> Task description
Only one stretch of the data below is needed. Output the lines from the one with "-53,7 +53,15 @@" up to and including the one with "(diff shortened: 5 of 9 files shown)", exactly as they stand.

Records from a collection:
PR #503, opened 2017-02-28
Add support for editable style properties

emilsjolander:
This commit adds support for editable style properties based on rule
name (previously called selector). Previously properties had to be
implemented as attributes to be able to be edited.

### DIFF
--- a/stetho/src/main/java/com/facebook/stetho/common/StringUtil.java
+++ b/stetho/src/main/java/com/facebook/stetho/common/StringUtil.java
@@ -29,4 +29,16 @@ public final class StringUtil {
       return string;
     }
   }
+
+  public static String removeAll(String string, char target) {
+    final int length = string.length();
+    final StringBuilder builder = new StringBuilder(length);
+    for (int i = 0; i < length; ++i) {
+      char c = string.charAt(i);
+      if (c != target) {
+        builder.append(c);
+      }
+    }
+    return builder.toString();
+  }
 }
--- a/stetho/src/main/java/com/facebook/stetho/inspector/elements/AbstractChainedDescriptor.java
+++ b/stetho/src/main/java/com/facebook/stetho/inspector/elements/AbstractChainedDescriptor.java
@@ -140,12 +140,30 @@ public abstract class AbstractChainedDescriptor<E>
   }
 
   @Override
-  public final void getStyles(E element, StyleAccumulator accumulator) {
-    mSuper.getStyles(element, accumulator);
-    onGetStyles(element, accumulator);
+  public final void getStyleRuleNames(E element, StyleRuleNameAccumulator accumulator) {
+    mSuper.getStyleRuleNames(element, accumulator);
+    onGetStyleRuleNames(element, accumulator);
   }
 
-  protected void onGetStyles(E element, StyleAccumulator accumulator) {
+  protected void onGetStyleRuleNames(E element, StyleRuleNameAccumulator accumulator) {
+  }
+
+  @Override
+  public final void getStyles(E element, String ruleName, StyleAccumulator accumulator) {
+    mSuper.getStyles(element, ruleName, accumulator);
+    onGetStyles(element, ruleName, accumulator);
+  }
+
+  protected void onGetStyles(E element, String ruleName, StyleAccumulator accumulator) {
+  }
+
+  @Override
+  public final void setStyle(E element, String ruleName, String name, String value) {
+    mSuper.setStyle(element, ruleName, name, value);
+    onSetStyle(element, ruleName, name, value);
+  }
+
+  protected void onSetStyle(E element, String ruleName, String name, String value) {
   }
 
   @Override
--- a/stetho/src/main/java/com/facebook/stetho/inspector/elements/Document.java
+++ b/stetho/src/main/java/com/facebook/stetho/inspector/elements/Document.java
@@ -141,10 +141,22 @@ public final class Document extends ThreadBoundProxy {
     mDocumentProvider.setAttributesAsText(element, text);
   }
 
-  public void getElementStyles(Object element, StyleAccumulator styleAccumulator) {
+  public void getElementStyleRuleNames(Object element, StyleRuleNameAccumulator accumulator) {
     NodeDescriptor nodeDescriptor = getNodeDescriptor(element);
 
-    nodeDescriptor.getStyles(element, styleAccumulator);
+    nodeDescriptor.getStyleRuleNames(element, accumulator);
+  }
+
+  public void getElementStyles(Object element, String ruleName, StyleAccumulator accumulator) {
+    NodeDescriptor nodeDescriptor = getNodeDescriptor(element);
+
+    nodeDescriptor.getStyles(element, ruleName, accumulator);
+  }
+
+  public void setElementStyle(Object element, String ruleName, String name, String value) {
+    NodeDescriptor nodeDescriptor = getNodeDescriptor(element);
+
+    nodeDescriptor.setStyle(element, ruleName, name, value);
   }
 
   public void getElementComputedStyles(Object element, ComputedStyleAccumulator styleAccumulator) {
--- a/stetho/src/main/java/com/facebook/stetho/inspector/elements/NodeDescriptor.java
+++ b/stetho/src/main/java/com/facebook/stetho/inspector/elements/NodeDescriptor.java
@@ -34,7 +34,11 @@ public interface NodeDescriptor<E> extends ThreadBound {
 
   void setAttributesAsText(E element, String text);
 
-  void getStyles(E element, StyleAccumulator accumulator);
+  void getStyleRuleNames(E element, StyleRuleNameAccumulator accumulator);
+
+  void getStyles(E element, String ruleName, StyleAccumulator accumulator);
+
+  void setStyle(E element, String ruleName, String name, String value);
 
   void getComputedStyles(E element, ComputedStyleAccumulator accumulator);
 }
--- a/stetho/src/main/java/com/facebook/stetho/inspector/elements/ObjectDescriptor.java
+++ b/stetho/src/main/java/com/facebook/stetho/inspector/elements/ObjectDescriptor.java
@@ -53,7 +53,15 @@ public final class ObjectDescriptor extends Descriptor<Object> {
   }
 
   @Override
-  public void getStyles(Object element, StyleAccumulator accumulator) {
+  public void getStyleRuleNames(Object element, StyleRuleNameAccumulator accumulator) {
+  }
+
+  @Override
+  public void getStyles(Object element, String ruleName, StyleAccumulator accumulator) {
+  }
+
+  @Override
+  public void setStyle(Object element, String ruleName, String name, String value) {
   }
 
   @Override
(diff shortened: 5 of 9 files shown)


stetho/src/main/java/com/facebook/stetho/inspector/protocol/module/CSS.java
```diff
@@ -348,4 +381,18 @@ public PseudoIdMatches() {
     @JsonProperty
     public List<InheritedStyleEntry> inherited;
   }
+
```
rickbrew: nit: just 1 line of whitespace between class entities

stetho/src/main/java/com/facebook/stetho/inspector/elements/ObjectDescriptor.java
```diff
@@ -53,7 +53,18 @@ public void setAttributesAsText(Object element, String text) {
   }
 
   @Override
-  public void getStyles(Object element, StyleAccumulator accumulator) {
+  public void getStyleRules(Object element, StyleRuleAccumulator accumulator) {
+
```
rickbrew: nit: to match the style of the rest of the code, empty methods should have exactly 1 newline after the opening brace

stetho/src/main/java/com/facebook/stetho/inspector/elements/Document.java
```diff
@@ -141,10 +141,22 @@ public void setAttributesAsText(Object element, String text) {
...
+  public void getElementStyles(Object element, String ruleName, StyleAccumulator accumulator) {
+    NodeDescriptor nodeDescriptor = getNodeDescriptor(element);
+
+    nodeDescriptor.getStyles(element, ruleName, accumulator);
+  }
+
+  public void setElementStyle(Object element, String ruleName, String name, String value) {
+    NodeDescriptor nodeDescriptor = getNodeDescriptor(element);
+
+    nodeDescriptor.setStyle(element, ruleName, name , value);
```
rickbrew: nit: errant space after `name` and before the comma

stetho/src/main/java/com/facebook/stetho/inspector/elements/NodeDescriptor.java
```diff
@@ -34,7 +34,11 @@
 
   void setAttributesAsText(E element, String text);
 
-  void getStyles(E element, StyleAccumulator accumulator);
+  void getStyleRules(E element, StyleRuleAccumulator accumulator);
+
+  void getStyles(E element, String ruleName, StyleAccumulator accumulator);
```
rickbrew: I feel like we can improve the naming of the methods and/or interfaces to better highlight the relationship between them. I have a few ideas but I'm not convinced of them:

e.g. renaming `getStyles` to `getStyleRuleStyles` is a bit wordy and weird

renaming `getStyles` to `getRuleStyles` seems pretty good, but a dyslexic nightmare next to `getStyleRules`

renaming `getStyles` to `getStylesForRule` avoids the dyslexia but is still a bit unsatisfying

We could rename `StyleRuleAccumulator` to be `StyleRuleNameAccumulator`, then rename `getStyleRules` to `getStyleRuleNames`, and then leave `getStyles` alone. I think I like this one the best.

Thoughts?

stetho/src/main/java/com/facebook/stetho/inspector/protocol/module/CSS.java
```diff
@@ -348,4 +381,18 @@ public PseudoIdMatches() {
...
+
+  private static class SetPropertyTextRequest implements JsonRpcResult {
+      @JsonProperty(required = true)
```
rickbrew: nit: the indentation of this class is super weird ... 4 spaces indent, and then 2 spaces un-indent at the end? pretty sure this should be 2 and 2

stetho/src/main/java/com/facebook/stetho/inspector/protocol/module/CSS.java
```diff
@@ -348,4 +381,18 @@ public PseudoIdMatches() {
...
+      public String styleSheetId;
+
+      @JsonProperty(required = true)
+      public String text;
+    }
+
+  private static class SetPropertyTextResult implements JsonRpcResult {
+      @JsonProperty(required = true)
```
rickbrew: nit: should use 2 space indent

stetho/src/main/java/com/facebook/stetho/inspector/protocol/module/CSS.java
```diff
@@ -98,75 +92,114 @@ public void store(String name, String value) {
...
+            final CSSRule rule = new CSSRule();
+            rule.origin = Origin.REGULAR;
+            rule.selectorList = new SelectorList();
+            rule.selectorList.selectors = ListUtil.newImmutableList(selector);
+            rule.style = new CSSStyle();
+            rule.style.cssProperties = properties;
+            rule.style.shorthandEntries = Collections.emptyList();
+
+            if (editable) {
+              rule.style.styleSheetId = String.format("%d.%s", request.nodeId, selector.value);
```
rickbrew: in order to save an int->Object boxing allocation, which will relieve some GC pressure, prefer this pattern:

`rule.style.styleSheetId = String.format("%s.%s", Integer.toString(request.nodeId), selector.value);`

stetho/src/main/java/com/facebook/stetho/inspector/elements/android/ViewDescriptor.java
```diff
@@ -167,93 +168,98 @@ public View getViewAndBoundsForHighlighting(View element, Rect bounds) {
...
+
+  @Override
+  protected void onGetStyles(View element, String ruleName, StyleAccumulator accumulator) {
+    if (VIEW_STYLE_RULE_NAME.equals(ruleName)) {
+      List<ViewCSSProperty> properties = getViewProperties();
+      for (int i = 0, size = properties.size(); i < size; i++) {
+        ViewCSSProperty property = properties.get(i);
+        try {
+          getStyleFromValue(
+                  element,
```
rickbrew: nit: I'm seeing this all over the diff: why 8-space continuation indents? should be 4 spaces

stetho/src/main/java/com/facebook/stetho/inspector/protocol/module/CSS.java
```diff
@@ -98,75 +92,114 @@ public void store(String name, String value) {
...
-      match.matchingSelectors = ListUtil.newImmutableList(0);
+    final String[] parts = request.styleSheetId.split("\\.", 2);
+    final int nodeId = Integer.parseInt(parts[0]);
+    final String ruleName = parts[1];
 
-      final Selector selector = new Selector();
-      selector.value = entry.getKey();
+    final String[] keyValue = request.text.split(":", 2);
+    final String key = keyValue[0].trim();
+    final String value = keyValue[1].replace(";", "").trim();
```
rickbrew: Every time you call `String#replace(String, String)`, it compiles a regular expression via `Pattern`. This can be quite expensive! 

For this super simple replacement, let's put a utility method over into `java.com.facebook.stetho.common.StringUtil` :

```
public static String remove(String string, char target) {
  int length = string.length();
  StringBuilder builder = new StringBuilder(length);
  for (int i = 0; i < length; ++i) {
    char c = string.charAt(i);
    if (c != target) {
      builder.append(c);
    }
  }
  return builder.toString();
}
```

(note that `String#split(String, int)` also interprets as a regex, but if you look at the implementation it has a fast path that covers exactly how you're using it here)

stetho/src/main/java/com/facebook/stetho/inspector/elements/AbstractChainedDescriptor.java
```diff
@@ -140,12 +140,30 @@ protected void onSetAttributesAsText(E element, String text) {
...
+    mSuper.getStyles(element, ruleName, accumulator);
+    onGetStyles(element, ruleName, accumulator);
+  }
+
+  protected void onGetStyles(E element, String ruleName, StyleAccumulator accumulator) {
+  }
+
+  @Override
+  public final void setStyle(E element, String ruleName, String name, String value) {
+    mSuper.setStyle(element, ruleName, name, value);
```
emilsjolander: I can definetly see `View` handling some style such as `width` and `height` and `View` subclasses such as `LinearLayout` handling other styles such as `orientation`.

stetho/src/main/java/com/facebook/stetho/inspector/elements/android/ViewDescriptor.java
emilsjolander: My editor was set up wrong :/

stetho/src/main/java/com/facebook/stetho/inspector/elements/NodeDescriptor.java
emilsjolander: I agree. Implemented last recommendation.

stetho/src/main/java/com/facebook/stetho/inspector/elements/android/ViewDescriptor.java
```diff
@@ -167,93 +168,98 @@ public View getViewAndBoundsForHighlighting(View element, Rect bounds) {
...
+      }
+
+      nodeInfo.recycle();
     }
+  }
 
-    nodeInfo.recycle();
+  @Override
+  protected void onSetStyle(View element, String ruleName, String name, String value) {
+    super.onSetStyle(element, ruleName, name, value);
```
rickbrew: this method can be removed?

stetho/src/main/java/com/facebook/stetho/inspector/protocol/module/CSS.java
```diff
@@ -98,75 +92,117 @@ public void store(String name, String value) {
...
+            rule.origin = Origin.REGULAR;
+            rule.selectorList = new SelectorList();
+            rule.selectorList.selectors = ListUtil.newImmutableList(selector);
+            rule.style = new CSSStyle();
+            rule.style.cssProperties = properties;
+            rule.style.shorthandEntries = Collections.emptyList();
+
+            if (editable) {
+              rule.style.styleSheetId = String.format(
+                  "%d.%s",
```
rickbrew: does `%d` work with a `String`? should this be `"%s.%s"` ?

stetho/src/main/java/com/facebook/stetho/inspector/protocol/module/CSS.java
```diff
@@ -98,75 +92,117 @@ public void store(String name, String value) {
...
 
-    for (Map.Entry<String, ArrayList<CSSProperty>> entry : mSelectorCollector.entrySet()) {
-      final ArrayList<CSSProperty> properties = entry.getValue();
-      if (properties.isEmpty()) {
-        continue;
-      }
+  @ChromeDevtoolsMethod
+  public SetPropertyTextResult setPropertyText(JsonRpcPeer peer, JSONObject params) {
+    final SetPropertyTextRequest request =  mObjectMapper.convertValue(
+            params,
```
rickbrew: nit on the 8 space indentation

stetho/src/main/java/com/facebook/stetho/common/StringUtil.java
```diff
@@ -29,4 +29,16 @@ public static String removePrefix(String string, String prefix) {
       return string;
     }
   }
+
+  public static String remove(String string, char target) {
```
rickbrew: Let's rename this to `removeAll`. My suggestion to call it `remove` was almost right, but it implies that it behaves like a regular `Collection#remove` call which would only remove the 1st occurrence that is found. (I would've put up my own PR to change this, but I found some other things in this PR to fix up, so we can just roll it all together)

rickbrew:
Ok everything looks good to me, merging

> Result of the task
@@ -53,7 +53,15 @@ public final class ObjectDescriptor extends Descriptor<Object> {
   }
 
   @Override
-  public void getStyles(Object element, StyleAccumulator accumulator) {
+  public void getStyleRuleNames(Object element, StyleRuleNameAccumulator accumulator) {
+  }
+
+  @Override
+  public void getStyles(Object element, String ruleName, StyleAccumulator accumulator) {
+  }
+
+  @Override
+  public void setStyle(Object element, String ruleName, String name, String value) {
   }
 
   @Override
(diff shortened: 5 of 9 files shown)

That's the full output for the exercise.